Only a number is required: how many lines of the material contain the word "grid"?

=== INFORMATION SUPPLIED ===

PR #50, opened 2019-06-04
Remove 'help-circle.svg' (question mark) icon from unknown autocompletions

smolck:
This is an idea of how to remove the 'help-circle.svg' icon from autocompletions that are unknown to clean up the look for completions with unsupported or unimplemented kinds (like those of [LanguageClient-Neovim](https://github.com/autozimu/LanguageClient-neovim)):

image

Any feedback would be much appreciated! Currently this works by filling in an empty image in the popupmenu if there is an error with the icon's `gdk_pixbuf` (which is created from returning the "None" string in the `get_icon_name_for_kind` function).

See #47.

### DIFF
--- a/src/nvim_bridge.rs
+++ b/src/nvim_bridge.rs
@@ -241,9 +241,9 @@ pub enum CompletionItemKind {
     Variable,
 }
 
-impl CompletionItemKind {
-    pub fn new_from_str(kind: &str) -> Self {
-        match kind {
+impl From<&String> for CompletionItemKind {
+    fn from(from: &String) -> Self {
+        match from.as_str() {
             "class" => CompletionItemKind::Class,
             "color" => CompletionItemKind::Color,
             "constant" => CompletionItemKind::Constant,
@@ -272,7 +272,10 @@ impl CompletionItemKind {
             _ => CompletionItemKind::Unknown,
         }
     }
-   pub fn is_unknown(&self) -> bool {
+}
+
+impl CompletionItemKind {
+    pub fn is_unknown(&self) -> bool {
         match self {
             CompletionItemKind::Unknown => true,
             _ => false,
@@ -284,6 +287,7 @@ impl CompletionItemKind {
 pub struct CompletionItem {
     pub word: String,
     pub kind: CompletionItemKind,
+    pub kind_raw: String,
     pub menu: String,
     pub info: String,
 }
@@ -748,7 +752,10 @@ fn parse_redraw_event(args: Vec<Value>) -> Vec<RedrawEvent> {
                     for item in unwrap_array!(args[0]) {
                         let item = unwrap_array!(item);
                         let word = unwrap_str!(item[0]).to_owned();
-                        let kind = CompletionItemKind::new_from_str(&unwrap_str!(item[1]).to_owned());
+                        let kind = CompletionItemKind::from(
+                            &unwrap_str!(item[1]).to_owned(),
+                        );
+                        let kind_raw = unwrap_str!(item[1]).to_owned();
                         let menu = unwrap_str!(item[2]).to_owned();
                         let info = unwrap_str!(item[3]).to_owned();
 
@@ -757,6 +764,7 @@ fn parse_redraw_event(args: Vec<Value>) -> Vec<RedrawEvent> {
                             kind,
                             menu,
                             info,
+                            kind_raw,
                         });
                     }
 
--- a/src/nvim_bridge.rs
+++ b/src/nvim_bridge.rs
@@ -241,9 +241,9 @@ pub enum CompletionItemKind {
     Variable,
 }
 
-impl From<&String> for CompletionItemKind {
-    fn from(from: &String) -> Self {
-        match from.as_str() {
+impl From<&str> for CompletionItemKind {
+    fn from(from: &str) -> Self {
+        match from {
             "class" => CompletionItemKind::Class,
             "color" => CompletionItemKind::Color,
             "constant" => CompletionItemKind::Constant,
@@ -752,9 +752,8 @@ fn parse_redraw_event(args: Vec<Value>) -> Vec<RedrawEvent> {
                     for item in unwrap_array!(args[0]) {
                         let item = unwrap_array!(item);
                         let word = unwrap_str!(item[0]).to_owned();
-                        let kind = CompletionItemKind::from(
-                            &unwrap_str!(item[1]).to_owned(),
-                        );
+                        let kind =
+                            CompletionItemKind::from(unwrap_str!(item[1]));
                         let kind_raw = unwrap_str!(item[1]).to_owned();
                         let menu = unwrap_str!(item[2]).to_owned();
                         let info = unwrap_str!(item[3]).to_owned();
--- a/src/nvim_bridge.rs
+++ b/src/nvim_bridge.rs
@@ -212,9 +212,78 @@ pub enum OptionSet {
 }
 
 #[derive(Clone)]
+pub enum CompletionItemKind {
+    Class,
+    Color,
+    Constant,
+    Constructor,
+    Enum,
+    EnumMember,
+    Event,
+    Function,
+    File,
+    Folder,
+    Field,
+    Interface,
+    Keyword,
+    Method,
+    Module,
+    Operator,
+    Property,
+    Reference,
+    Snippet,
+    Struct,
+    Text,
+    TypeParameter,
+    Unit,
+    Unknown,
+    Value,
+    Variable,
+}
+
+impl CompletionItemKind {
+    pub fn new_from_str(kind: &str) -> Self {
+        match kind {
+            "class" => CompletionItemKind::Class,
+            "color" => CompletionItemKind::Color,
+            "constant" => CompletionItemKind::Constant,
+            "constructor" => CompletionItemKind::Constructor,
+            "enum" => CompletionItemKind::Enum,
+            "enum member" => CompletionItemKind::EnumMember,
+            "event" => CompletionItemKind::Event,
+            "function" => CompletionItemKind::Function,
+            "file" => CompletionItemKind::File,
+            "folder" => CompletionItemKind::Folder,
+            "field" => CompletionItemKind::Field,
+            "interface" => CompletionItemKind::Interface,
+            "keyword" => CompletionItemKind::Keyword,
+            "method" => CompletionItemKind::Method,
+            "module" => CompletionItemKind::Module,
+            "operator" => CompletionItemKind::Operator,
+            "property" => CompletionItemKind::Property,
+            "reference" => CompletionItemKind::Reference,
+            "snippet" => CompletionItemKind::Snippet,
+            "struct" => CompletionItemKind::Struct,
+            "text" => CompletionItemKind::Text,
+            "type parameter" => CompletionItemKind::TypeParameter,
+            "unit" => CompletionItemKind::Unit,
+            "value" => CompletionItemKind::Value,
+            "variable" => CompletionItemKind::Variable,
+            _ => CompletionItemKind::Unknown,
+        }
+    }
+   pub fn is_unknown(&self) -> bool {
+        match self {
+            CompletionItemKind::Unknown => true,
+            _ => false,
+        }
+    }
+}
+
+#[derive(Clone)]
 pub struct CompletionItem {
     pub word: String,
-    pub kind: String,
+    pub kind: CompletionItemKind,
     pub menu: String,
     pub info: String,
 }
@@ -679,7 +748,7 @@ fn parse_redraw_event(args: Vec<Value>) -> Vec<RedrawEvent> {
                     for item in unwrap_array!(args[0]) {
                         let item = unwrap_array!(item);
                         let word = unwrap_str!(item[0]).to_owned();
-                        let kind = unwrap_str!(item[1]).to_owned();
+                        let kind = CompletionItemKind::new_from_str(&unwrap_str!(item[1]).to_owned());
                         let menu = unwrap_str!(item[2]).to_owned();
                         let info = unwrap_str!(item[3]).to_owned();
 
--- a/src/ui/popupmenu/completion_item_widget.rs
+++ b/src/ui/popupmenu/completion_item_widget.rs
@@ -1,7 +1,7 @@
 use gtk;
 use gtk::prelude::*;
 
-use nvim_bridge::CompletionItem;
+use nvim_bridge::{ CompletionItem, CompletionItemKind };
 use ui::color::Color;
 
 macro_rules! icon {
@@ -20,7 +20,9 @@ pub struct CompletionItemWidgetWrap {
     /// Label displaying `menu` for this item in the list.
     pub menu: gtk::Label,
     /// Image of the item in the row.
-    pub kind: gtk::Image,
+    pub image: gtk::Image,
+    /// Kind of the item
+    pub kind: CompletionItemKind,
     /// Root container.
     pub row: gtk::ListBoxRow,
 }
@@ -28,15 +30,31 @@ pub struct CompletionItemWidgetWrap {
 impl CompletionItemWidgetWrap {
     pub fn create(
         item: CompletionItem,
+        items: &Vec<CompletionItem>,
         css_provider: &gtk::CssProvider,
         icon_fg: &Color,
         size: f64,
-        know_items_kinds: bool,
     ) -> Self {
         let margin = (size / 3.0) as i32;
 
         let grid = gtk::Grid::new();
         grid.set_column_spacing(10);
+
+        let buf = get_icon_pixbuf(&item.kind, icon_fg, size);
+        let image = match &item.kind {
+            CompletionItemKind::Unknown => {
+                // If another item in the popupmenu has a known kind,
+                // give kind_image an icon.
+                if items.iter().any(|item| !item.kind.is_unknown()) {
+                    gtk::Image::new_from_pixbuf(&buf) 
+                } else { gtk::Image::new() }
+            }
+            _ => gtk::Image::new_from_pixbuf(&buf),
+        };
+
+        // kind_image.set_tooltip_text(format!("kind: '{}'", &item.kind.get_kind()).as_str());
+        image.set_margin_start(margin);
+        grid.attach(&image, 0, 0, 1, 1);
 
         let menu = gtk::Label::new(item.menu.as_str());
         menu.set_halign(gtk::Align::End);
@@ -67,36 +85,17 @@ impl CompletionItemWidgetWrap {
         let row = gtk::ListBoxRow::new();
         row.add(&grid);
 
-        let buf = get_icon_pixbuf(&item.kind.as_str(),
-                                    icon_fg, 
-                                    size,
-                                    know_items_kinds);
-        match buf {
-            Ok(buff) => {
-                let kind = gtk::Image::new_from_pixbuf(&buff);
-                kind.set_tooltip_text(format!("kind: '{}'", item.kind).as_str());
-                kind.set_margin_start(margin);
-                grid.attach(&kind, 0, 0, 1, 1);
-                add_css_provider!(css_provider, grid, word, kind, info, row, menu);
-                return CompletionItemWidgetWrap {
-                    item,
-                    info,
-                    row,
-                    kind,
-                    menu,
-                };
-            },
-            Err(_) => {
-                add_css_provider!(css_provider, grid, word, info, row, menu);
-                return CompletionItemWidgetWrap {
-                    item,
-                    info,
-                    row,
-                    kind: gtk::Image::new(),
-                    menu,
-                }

===

YOUR SOLUTION: 7